I waited about ten minutes and then I decided it was not happening for me.


----------



## CTPhil

I installed SP3 a while back and have had no problems. But I'm now asking myself, why? I don't use IE or Windows security, like most people on this forum, so don't feel that any security fixes make any difference to me. MS is essentially done with XP, so on my other XP machines, I'm just going to shut off MS updates.

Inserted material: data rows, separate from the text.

PR #260, opened 2024-04-15
Add the number of green and red flags above the fold , closes #240

### LINKED ISSUE #240: Add the number of green and red flags above the fold
Right now I'd have to manually count the number of green and red flags of a given profile. Since this is a very interesting information we should calculate and display it for the current_user right at the top of each profile.

Bildschirmfoto 2024-04-13 um 12 02 22

MICHAELMUNAVU83:
- I added the number of green and red flags above the fold  as such

Screenshot 2024-04-15 at 09 41 14

### DIFF
--- a/lib/animina_web/live/profile_live.ex
+++ b/lib/animina_web/live/profile_live.ex
@@ -45,8 +45,22 @@ defmodule AniminaWeb.ProfileLive do
           {current_user_green_flags, current_user_red_flags} =
             fetch_green_and_red_flags(current_user.id, language)
 
+          intersecting_green_flags_count =
+            get_intersecting_flags(
+              fetch_flags(current_user.id, :green, language),
+              fetch_flags(user.id, :white, language)
+            )
+
+          intersecting_red_flags_count =
+            get_intersecting_flags(
+              fetch_flags(current_user.id, :red, language),
+              fetch_flags(user.id, :white, language)
+            )
+
           socket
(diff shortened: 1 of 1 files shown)


lib/animina_web/live/profile_live.ex
```diff
@@ -45,8 +45,22 @@ defmodule AniminaWeb.ProfileLive do
           {current_user_green_flags, current_user_red_flags} =
             fetch_green_and_red_flags(current_user.id, language)
 
+          intersecting_green_flags_count =
```
wintermeyer, line 48: I don't like how we hit the database multiple times for flag related stuff. We fetch :white, :red, :green and again :red and :green. That is just waisting computing power for nothing. Please refactor and rename `fetch_green_and_red_flags/2` to do one database request for all colours of that given user and split it within Elixir and do all the needed calculations.

wintermeyer: One could even argue that this all should be done in the resource (e.g. with `aggregates`).

@MICHAELMUNAVU83 Fire at will or don't we can kick this refactoring can down the road.

wintermeyer: But I don't want too many database hits. Keep it to a minimum.

wintermeyer (approved):
I'll open up new issues for the stuff I'd like to get done differently.

PR #272, opened 2024-04-16
Impossible flags should be grey , closes #270

### LINKED ISSUE #270: Impossible flags should be grey
Right now one has to hover above an impossible to select flag to see a different color. I am not a 100% sure but let's try to display those flags in a light grey. And no different color for hovering.

Bildschirmfoto 2024-04-16 um 08 59 53

MICHAELMUNAVU83:
Flags that have already been selected by the opposite color are now grey.
Screenshot 2024-04-16 at 16 50 09

Screenshot 2024-04-16 at 16 49 15
Screenshot 2024-04-16 at 16 49 00

### DIFF
--- a/lib/animina_web/components/select_flags_component.ex
+++ b/lib/animina_web/components/select_flags_component.ex
@@ -79,24 +79,28 @@ defmodule AniminaWeb.SelectFlagsComponent do
             aria-label="button"
             phx-click={
               if(
-                get_cursor_styling(
+                get_flag_styling(
                   @can_select,
                   @selected_flags,
                   flag.id,
-                  @opposite_color_flags_selected
+                  @opposite_color_flags_selected,
+                  flag,
+                  @color
                 ) == "cursor-pointer",
                 do: "select_flag",
                 else: nil
               )
             }
-            class={"rounded-full flex gap-2 items-center  px-3 py-1.5 text-sm font-semibold leading-6  focus-visible:outline focus-visible:outline-2 focus-visible:outline-offset-2  #{get_cursor_styling(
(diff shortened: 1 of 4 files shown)


lib/animina_web/components/select_flags_component.ex
```diff
@@ -79,24 +79,28 @@ defmodule AniminaWeb.SelectFlagsComponent do
...
               )
             }
-            class={"rounded-full flex gap-2 items-center  px-3 py-1.5 text-sm font-semibold leading-6  focus-visible:outline focus-visible:outline-2 focus-visible:outline-offset-2  #{get_cursor_styling(
+            class={"rounded-full flex gap-2 items-center  px-3 py-1.5 text-sm font-semibold leading-6  focus-visible:outline focus-visible:outline-2 focus-visible:outline-offset-2  #{get_flag_styling(
               @can_select,
               @selected_flags,
               flag.id,
-              @opposite_color_flags_selected
+              @opposite_color_flags_selected,
+              flag,
```
wintermeyer, line 99: Do we need `flag` and `flag.id`? Wouldn't be `flag` enough?

wintermeyer (changes requested):

lib/animina_web/components/select_flags_component.ex
MICHAELMUNAVU83: Here "flag_id" is for the record from the "flag_traits" table while flag.id is from the "user_flags" table

wintermeyer: Puhhh... a bit misleading. But we have bigger fish to fry right now.

PR #307, opened 2024-04-20
New Messages Resource , closes #300

### LINKED ISSUE #300: New Messages Resource
We need a `message` resources for the chat functionality. Right now this is a two way system only. One can send a direct message to an other user and vice versa. Here is my idea of the needed attributes. Please feel free to change it.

It made sense to do SP2, because not doing it denied access to things like .Net Framework 2.0, but I'm not sure that there's any such consequence to passing on SP3.


----------



## Old Rich

I have installed SP3 on a dozen or so machines so far with no problems. I use the full service pack on a cd versus windows update.


----------



## JohnWill

I updated my video drivers, this Saturday after my regular weekly image backup, I'll give it another go.


----------



## dannyn

do you know if this will be an update that windows updater will do automatically soon? or do we have to download it manually?


----------



## BritishMalayan

I'm unable to update Windows either manually or automatically after installing SP3. Installation of updates simply failed ("The following updates were not installed"). Any workarounds?


----------



## JohnWill

Uninstall SP3?


----------



## BritishMalayan

I thought SP3 is the next logical step, no? Sooner or later I'd have to isntall it anyway, right?


----------



## Old Rich

BritishMalayan said:


> I'm unable to update Windows either manually or automatically after installing SP3. Installation of updates simply failed ("The following updates were not installed"). Any workarounds?


Have you Re-registered the Windows Update DLL with the commands below

Click *Star*t, click *Run*, type *cmd*, and then click* OK*.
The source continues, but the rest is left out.